Later that night, we rolled into North Platte, NE, Buffalo Bill Cody’s hometown, county seat of Lincoln County, and home of bizarre, anachronistic Blockbusters that don’t have movies made after 1993. This was an issue, since we needed to see HBO’s latest vampire creation, True Blood, in order to make it through the night. The helpful clerks happily referred us to–gasp–Movie Gallery, where we got a membership just to rent episodes 8-10.
“OK, I have to tell you something,” Steph said. “We’re on a 12,000 mile road trip, and we got addicted to this show in Seattle, and now we rent it every night.”
“Oh, I watch it,” the clerk said,
lowering her head and her voice, “I get it.”
We snapped up our movie and–boom–went next door for a $5 pre-made, yet delicious, cheese pizza from Little Caesars. Then–boom–3 minutes down the road Holiday Trav-L-Park for Campers, where we got a 20% discount–5% for paying with cash and 15% for AAA. The campground, part of a non-profit organization of parks offering the “best accomodations in America,” had a pool, wi-fi and flushing toilets all for $14. Boom, boom, boom.
Nebraska, though incredibly dull, also turned out to be incredibly easy. Tune in tomorrow to see if Iowa proves as amiable. And also whether or not we find a crop circle.




All i gotta say is “youse gots angels on your side”!

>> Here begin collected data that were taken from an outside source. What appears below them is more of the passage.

PR #12289, opened 2021-09-07
onsecuritypolicyviolation global event handler and friends

hamishwillee:
The HTML spec added a global event handler `onsecuritypolicyviolation` in https://github.com/whatwg/html/pull/2651.
- Firefox adding in FF93 : https://bugzilla.mozilla.org/show_bug.cgi?id=1727302
- Webkit adding/added in https://bugs.webkit.org/show_bug.cgi?id=229381 
- Chromium not yet added https://bugs.chromium.org/p/chromium/issues/detail?id=1242893

I need help to work out whether this is in Safari yet. I also updated the `SecurityPolicyViolationEvent` to indicate it is not experimental - based on broad rollout. 

Note that the event fired by element is not in BCD - I added that in a separate PR: #12333

### DIFF
--- a/api/GlobalEventHandlers.json
+++ b/api/GlobalEventHandlers.json
@@ -3931,6 +3931,55 @@
           }
         }
       },
+      "onsecuritypolicyviolation": {
+        "__compat": {
+          "mdn_url": "https://developer.mozilla.org/docs/Web/API/GlobalEventHandlers/onsecuritypolicyviolation",
+          "spec_url": "https://html.spec.whatwg.org/multipage/webappapis.html#handler-onsecuritypolicyviolation",
+          "support": {
+            "chrome": {
+              "version_added": false
+            },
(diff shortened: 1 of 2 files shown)


queengooborg (approved):
Looks good to me, thank you!

I looked into the WebKit commit more, and based upon the version number in the corresponding config file (https://trac.webkit.org/browser/webkit/trunk/Source/WebCore/Configurations/Version.xcconfig?rev=281569), the major version is set to "613" so I think this one will be landing in Safari 15.  Would you please set Safari to `"preview"` accordingly?

hamishwillee:
@queengooborg Thanks! I've updated Safari to "preview". This should be good to merge.

queengooborg (approved):

hamishwillee:
Thanks @queengooborg !! Also for the check on Safari!

PR #12292, opened 2021-09-07
Delete RTCIceCandidateInit dictionary from BCD

queengooborg:
This PR removes the `RTCIceCandidateInit` dictionary from BCD.


api/RTCIceCandidate.json
```diff
@@ -124,6 +124,204 @@
             "standard_track": true,
             "deprecated": false
           }
+        },
+        "candidateInfo_candidate_parameter": {
```
foolip, line 128: These parameters all correspond to a property (IDL attributes) of `RTCIceCandidate`. I'm pretty sure that if we track down the versions, they'll be the same as the properties of the same name.

This is very common for constructor init dicts, and in these cases I don't think there's much use in having them in BCD.

queengooborg: The data already looks like it matches pretty well -- I'm down for removing these constructor subfeatures!

foolip (approved):

foolip:
@queengooborg I'll leave it to you to merge in case you want to rewrite the commit message.

PR #3287, opened 2019-01-11
[All] Improvements to RTCPeerConnection.json

jpmedley:
The non-Chrome changes came from Confluence. The Confluence data on this interface turned out to be really bad. You will wonder if some of these changes are correct. Here's the proof.

The webkit prefix was removed in Chrome 56. It appears that the prefix was only ever on the interface and not it’s individual members. I might have found this odd, but I’ve seen it before.
[constructor](https://chromium.googlesource.com/chromium/src/+/4426ed8c87c03f2c5d38aa75648154fc22cc564f)
Missing from IDL, not supported: [defaultIceServers, peerIdentity, sctp,onidentityresult, onidpassertionerror, onidpvalidationerror, onpeeridentity, getIdentityAssertion, setIdentityProvider, onicecandidateerror, getDefaultIceServers](https://cs.chromium.org/chromium/src/third_party/blink/renderer/modules/peerconnection/rtc_peer_connection.idl)
Promise-based [createAnswer, createOffer](https://storage.googleapis.com/chromium-find-releases-static/703.html#70302a3d99ed149d59acf592edf9d32d4fd0dbda) and [createAnswer added](https://chromium.googlesource.com/chromium/src/+/8f0a7f9dbbc977f76149b9e420b56bcaf5c81dc1), [createOffer added](https://chromium.googlesource.com/chromium/src/+/10646e4b58290fdc9942f3c0758de2c65649162d)
Promise-based [addIceCandidate, setLocalDescription, setRemoteDescription](https://chromium.googlesource.com/chromium/src/+/e16c96f5a5b517a64fdbc5be75f05e359e04b461)
[addTrack(), getSenders(), onTrack, removeTrack()](https://storage.googleapis.com/chromium-find-releases-static/fb2.html#fb265faa85701894a930a1024fba9c03c8f6a859)
[iceConnectionState, signalingState](https://chromium.googlesource.com/chromium/src/+/6c690b360cffb5f300f05382356d2fec3703f9dd)
[iceGatheringState](https://chromium.googlesource.com/chromium/src/+/b052a77a71916dfbd69029263ef437f98408df5f)
[localDescription, remoteDescription, setLocalDescription(), setRemoteDescription()](https://chromium.googlesource.com/chromium/src/+/d2df6ba6560e99f17cd900fdaa24f0ef4fafe203)
[...]

PR #1070, opened 2018-02-13
Add compat data for RTCPeerConnection

bunnybooboo:
Via #987 
https://developer.mozilla.org/en-US/docs/Web/API/RTCPeerConnection

PR #12300, opened 2021-09-08
Correct data for the RTCPeerConnection API

### LINKED ISSUE #11158: Meaningless "Promise-based version." notes for RTCPeerConnection
For example:
https://github.com/mdn/browser-compat-data/blob/2d29a84f220d74b6d957ec4767ffb55b88ee0b5f/api/RTCPeerConnection.json#L105-L114

This is a note for the `new RTCPeerConnection()` constructor, and makes no sense. This seems to be have copied and spread around at some point, and only partially clean up.

queengooborg:
This PR corrects the data throughout the RTCPeerConnection API, which was a **big** mess, mostly due to copy-paste error.  The fixes include the following:

- ~~Add data regarding the prefixed constructor~~ This one was done in #12196 already, though the non-prefixed version number was a little off based on my testing, so this is a quick correction.
- ~~Updates the notes regarding the default `rtcpMuxPolicy` value in Chrome when constructing a new instance.  The notes didn't mention what the new default value is, which is slightly unhelpful.  (There's only two values available, but the note update removes the need to scroll up on the page and find that out.)~~  Cherry-picked in #12301.
- Converts the "Promise-based version" notes into subfeatures.  It is more standard to use a subfeature rather than the notes.  Additionally, they were copied and pasted all across the Opera data, so it caused some major data discrepancies.  (Particularly, claiming support for features in Opera that weren't supported, wrong version numbers...)  Fixes #11158.
- Corrects the data regarding promise-based versions for Chrome.  After further digging in, it turns out that most of these features had the wrong version number.  New data comes from the commit history ([1](https://source.chromium.org/chromium/chromium/src/+/e16c96f5a5b517a64fdbc5be75f05e359e04b461), [2](https://source.chromium.org/chromium/chromium/src/+/70302a3d99ed149d59acf592edf9d32d4fd0dbda), [3](https://source.chromium.org/chromium/chromium/src/+/68f8e256dc7c7369127bd345100bcf776fa8acc0)).
- Corrects the Samsung Internet and Opera/Opera Android data. In the case of Samsung Internet, it appears to have been set to 6.0 most everywhere after a mirroring from the old, incorrect wiki data (#1606), and Opera's data initially came from the wiki tables (#1070).  When the Chrome data was corrected, however (see #3287), only the Chrome, Chrome Android, and WebView data was adjusted, leaving these other browsers untouched.
- Corrects the version number for `createDataChannel` based upon results from the mdn-bcd-collector project (v3.3.0).
- Finally, mirrors the Chrome data to both Chrome Android and WebView.  Both had been left as `true` for many of the features, however since we have ranged values, we're able to replace the `true` with `≤37` for WebView, and mirror Chrome straight to Chrome Android since we know Chrome Android has supported this API back then.

There's a lot of changes made in this PR, so I would love to get it reviewed and merged ASAP!


api/RTCPeerConnection.json
```diff
@@ -7,31 +7,25 @@
         "support": {
           "chrome": [
             {
-              "version_added": "55"
+              "version_added": "56"
```
foolip, line 10: This matches https://caniuse.com/rtcpeerconnection 👍

api/RTCPeerConnection.json
```diff
@@ -7,31 +7,25 @@
...
             },
             {
-              "prefix": "webkit",
-              "version_added": "15"
+              "version_added": "25",
+              "prefix": "webkit"
             }
           ],
+          "edge": {
+            "version_added": "15"
```
foolip, line 27: Edge should also have the prefixed variant, can you revert these edits?

api/RTCPeerConnection.json
```diff
@@ -110,33 +104,27 @@
           "support": {
             "chrome": [
               {
-                "version_added": "55",
-                "notes": "Before Chrome 63 the default value for the <code>RTCConfiguration.rtcpMuxPolicy</code> parameter was <code>&quot;negotiate&quot;</code>"
+                "version_added": "56",
+                "notes": "In Chrome 63, the default value for the <code>configuration.rtcpMuxPolicy</code> parameter changed from <code>&quot;negotiate&quot;</code> to <code>&quot;required&quot;</code>."
```
foolip, line 108: Can you update the notes in a separate PR? I'd like to ask @ddbeck to review them instead of me.

api/RTCPeerConnection.json
```diff
@@ -187,17 +175,23 @@
...
               }
             ],
-            "webview_android": {
-              "version_added": "≤37",
-              "notes": "Before WebView 63 the default value for the <code>RTCConfiguration.rtcpMuxPolicy</code> parameter was <code>&quot;negotiate&quot;</code>"
-            }
+            "webview_android": [
+              {
+                "version_added": "56",
+                "notes": "In Chrome 63, the default value for the <code>configuration.rtcpMuxPolicy</code> parameter changed from <code>&quot;negotiate&quot;</code> to <code>&quot;required&quot;</code>."
```
foolip, line 188: Oops, WebView&rarr;Chrome here. As requested, making the note changes separately would be great.

api/RTCPeerConnection.json
```diff
@@ -211,24 +205,12 @@
           "mdn_url": "https://developer.mozilla.org/docs/Web/API/RTCPeerConnection/addIceCandidate",
           "spec_url": "https://w3c.github.io/webrtc-pc/#dom-peerconnection-addicecandidate",
           "support": {
-            "chrome": [
-              {
-                "version_added": "51",
-                "notes": "Promise-based version."
```
foolip, line 217: These notes aren't a mistake, `addIceCandidate()` did change from callback-based to promise-based. I'd suggest a `partial_implementation` range for the callback variant.

api/RTCPeerConnection.json
```diff
@@ -715,24 +655,12 @@
           "mdn_url": "https://developer.mozilla.org/docs/Web/API/RTCPeerConnection/createAnswer",
           "spec_url": "https://w3c.github.io/webrtc-pc/#dom-rtcpeerconnection-createanswer",
           "support": {
-            "chrome": [
-              {
-                "version_added": "51",
-                "notes": "Promise-based version."
```
foolip, line 721: This is also real, `createAnswer()` now returns a promise.

api/RTCPeerConnection.json
```diff
@@ -929,24 +801,12 @@
           "mdn_url": "https://developer.mozilla.org/docs/Web/API/RTCPeerConnection/createOffer",
           "spec_url": "https://w3c.github.io/webrtc-pc/#dom-rtcpeerconnection-createoffer",
           "support": {
-            "chrome": [
-              {
-                "version_added": "51",
-                "notes": "Promise-based version."
```
foolip, line 935: This is also real.

api/RTCPeerConnection.json
```diff
@@ -1600,32 +1348,12 @@
...
           "spec_url": "https://w3c.github.io/webrtc-pc/#widl-RTCPeerConnection-getStats-Promise-RTCStatsReport--MediaStreamTrack-selector",
           "support": {
-            "chrome": [
-              {
-                "version_added": "58",
-                "notes": "Promise resolves with <code>RTCStatsReport</code>."
-              },
-              {
-                "version_added": "54",
-                "notes": "Promise-based version."
```
foolip, line 1610: This is also real, shouldn't just be removed.

api/RTCPeerConnection.json
```diff
@@ -1600,32 +1348,12 @@
           "mdn_url": "https://developer.mozilla.org/docs/Web/API/RTCPeerConnection/getStats",
           "spec_url": "https://w3c.github.io/webrtc-pc/#widl-RTCPeerConnection-getStats-Promise-RTCStatsReport--MediaStreamTrack-selector",
           "support": {
-            "chrome": [
-              {
-                "version_added": "58",
-                "notes": "Promise resolves with <code>RTCStatsReport</code>."
```
foolip, line 1606: What did this note mean? Are you sure it doesn't matter?

api/RTCPeerConnection.json
```diff
@@ -1736,13 +1444,16 @@
             "description": "Uses callbacks instead of promises",
```
foolip, line 1444: Can you delete this subfeature and use the same `partial_implementation` ranges you'll be used for other methods that went from callbacks-only to callbacks-and-promises?

api/RTCPeerConnection.json
```diff
@@ -3720,24 +3155,12 @@
           "spec_url": "https://w3c.github.io/webrtc-pc/#dom-peerconnection-setlocaldescription",
           "description": "<code>setLocalDescription()</code>",
           "support": {
-            "chrome": [
-              {
-                "version_added": "51",
-                "notes": "Promise-based version."
```
foolip, line 3726: This is real.

api/RTCPeerConnection.json
```diff
@@ -3859,24 +3254,12 @@
           "spec_url": "https://w3c.github.io/webrtc-pc/#dom-peerconnection-setremotedescription",
           "description": "<code>setRemoteDescription()</code>",
           "support": {
-            "chrome": [
-              {
-                "version_added": "51",
-                "notes": "Promise-based version."
```
foolip, line 3865: This is real.

foolip (changes requested):

api/RTCPeerConnection.json
queengooborg: After digging through the commit history, it looks like this comes from #3287, and is about https://chromestatus.com/feature/5665052275245056.  It seems to be a change in the object that's returned by `getStats()`, but honestly, I'm not seeing anything different between Chrome 57 and the latest Chrome (or Chrome 58 and 60 for that matter).

Screen Shot 2021-09-08 at 02 39 40

I didn't think this note was that important, particularly for such an old Chrome version, but now it looks like it's incorrect as well.

api/RTCPeerConnection.json
queengooborg: The spec had actually made a change from callbacks to promise-based syntax (as suggested in https://groups.google.com/a/chromium.org/g/blink-dev/c/V7-02zJiVzw), so maybe it would be better to create a subfeature for these, `returns_promise`?  (There's no data guideline for this, just an open discussion in #4468, but a quick search in BCD shows this is the more common way to represent the transition.  This file is also the only one with that `with_callback` subfeature so we can reverse it and turn it into `returns_promise`.)

queengooborg: I've now noticed your PR to make the name of the subfeatures consistent in #11630!

foolip: Sure, using `returns_promise` subfeatures sounds OK. It does make it more prominent, and I suspect supported this from the beginning, but I think it'll be OK.

api/RTCPeerConnection.json
foolip: I think what happened here is that the promise-based variant has always returned something different from the callback-based variant. So a `returns_promise` subfeature should be enough here.

api/RTCPeerConnection.json
queengooborg: All done, and ready for re-review!

foolip:
I'd like to hold off with this until @ddbeck gets a chance to review https://github.com/mdn/browser-compat-data/pull/11630, since it assumes the proposed guideline.

api/RTCPeerConnection.json
```diff
@@ -243,58 +237,78 @@
...
           },
           "status": {
             "experimental": false,
             "standard_track": true,
             "deprecated": false
           }
+        },
+        "returns_promise": {
+          "__compat": {
+            "description": "Returns a promise",
```
foolip, line 267:
```suggestion
            "description": "Returns a <code>Promise</code>",
```

foolip (changes requested):
Descriptions for all `returns_promise` entries need updating.

api/RTCPeerConnection.json
```diff
@@ -959,58 +927,78 @@
...
+                "version_added": false
+              },
+              "opera": {
+                "version_added": "43"
+              },
+              "opera_android": {
+                "version_added": "43"
+              },
+              "safari": {
+                "version_added": false
```
foolip, line 984: Can you double check this?

api/RTCPeerConnection.json
```diff
@@ -1639,89 +1523,69 @@
...
         },
-        "selector_parameter": {
+        "returns_promise": {
           "__compat": {
-            "description": "<code>selector</code> parameter",
+            "description": "Returns a <code>Promise</code>",
             "support": {
               "chrome": {
-                "version_added": "67"
+                "version_added": "51"
```
foolip, line 1555: Was both 54 and 58 in the original data wrong?

api/RTCPeerConnection.json
```diff
@@ -4035,6 +3588,54 @@
...
+                "version_added": false
+              },
+              "opera": {
+                "version_added": "43"
+              },
+              "opera_android": {
+                "version_added": "43"
+              },
+              "safari": {
+                "version_added": false
```
foolip, line 3621: Can you double check this?

api/RTCPeerConnection.json
```diff
@@ -243,58 +237,78 @@
...
```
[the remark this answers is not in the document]
queengooborg: Confirmed all of them, good catch, thanks!

api/RTCPeerConnection.json
queengooborg: Looks like there were some problems with this data, fixed!

foolip (approved):
I've reviewed everything again and can't spot any more issues. Thanks for sorting out this huge mess, this is much, much better now! 🥳

foolip:
@ddbeck I think the new subfeatures for promises are release note worthy.

ddbeck:
@foolip Good idea. In [the forthcoming release notes](https://github.com/mdn/browser-compat-data/pull/12543), I've included this with the text for https://github.com/mdn/browser-compat-data/pull/11630. If you want to review today before the release, that would be helpful (but not required).

foolip:
@ddbeck I've reviewed the release notes after the fact, looks good, thank you!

There is nothing anti-feminist about using your talents to your advantage… and as your former WPC I am *qualified* to say that doing whatever it takes with respect to womanly wiles is certainly feminist – especially when it gets your car fixed!
So fun to be reading about your adventures – keep on truckin’, girls! Be safe!
Lill–haha, thanks, as always, for the liberal Brown support. If you see Tyler or Christina, tell them hey
Dan–I learn interesting things about you every day. Remind me never to be your neighbor. But True Blood marathon? Love to
Tina–We are saafeee!! I wish there was no almost over but, alas, we have made it to Toronto. Home soon!
It was good you linked to the ‘Big Springs’ homepage..it really helped set the scene and what a classy move on your part to give ‘em a free plug. Tell Butch that big city livin doesn’t preclude one from pissing off their deck…I do it all the time. And True Blood is the bomb.
As I read this story and know the inside scoop, I still find it fascinating to read. Black Betty has paid her dues, be kind to her. And if the people that helped you are reading this… Thank you Thank you for taking care of my girls!!!!! As I read about the people that you have met on the back roads ocross America I have to wonder if Alan Jackson maybe took the same trip before writing the song “God bless the little man”.. Hang in there it is almost over, I am sooo proud of all of you, and glad your in my life. I am the Lucky one.